WHAT YOU HAVE TO DO: All lines between the one holding "classes/event/user_failed_mfa.php" and the end of the material below, both ends included, should be restated exactly.

PROVIDED MATERIAL:

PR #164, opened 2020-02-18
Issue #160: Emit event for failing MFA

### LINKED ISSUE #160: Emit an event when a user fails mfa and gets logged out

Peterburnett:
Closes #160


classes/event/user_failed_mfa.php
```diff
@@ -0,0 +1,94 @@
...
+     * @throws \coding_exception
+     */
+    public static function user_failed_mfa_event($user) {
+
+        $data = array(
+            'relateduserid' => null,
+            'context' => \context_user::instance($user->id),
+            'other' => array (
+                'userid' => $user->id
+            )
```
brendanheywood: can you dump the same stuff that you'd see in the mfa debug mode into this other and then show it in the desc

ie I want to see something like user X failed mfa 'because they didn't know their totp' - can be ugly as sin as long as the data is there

COMPLETED EXERCISE:
classes/event/user_failed_mfa.php
```diff
@@ -0,0 +1,94 @@
...
+     * @throws \coding_exception
+     */
+    public static function user_failed_mfa_event($user) {
+
+        $data = array(
+            'relateduserid' => null,
+            'context' => \context_user::instance($user->id),
+            'other' => array (
+                'userid' => $user->id
+            )
```
brendanheywood: can you dump the same stuff that you'd see in the mfa debug mode into this other and then show it in the desc

ie I want to see something like user X failed mfa 'because they didn't know their totp' - can be ugly as sin as long as the data is there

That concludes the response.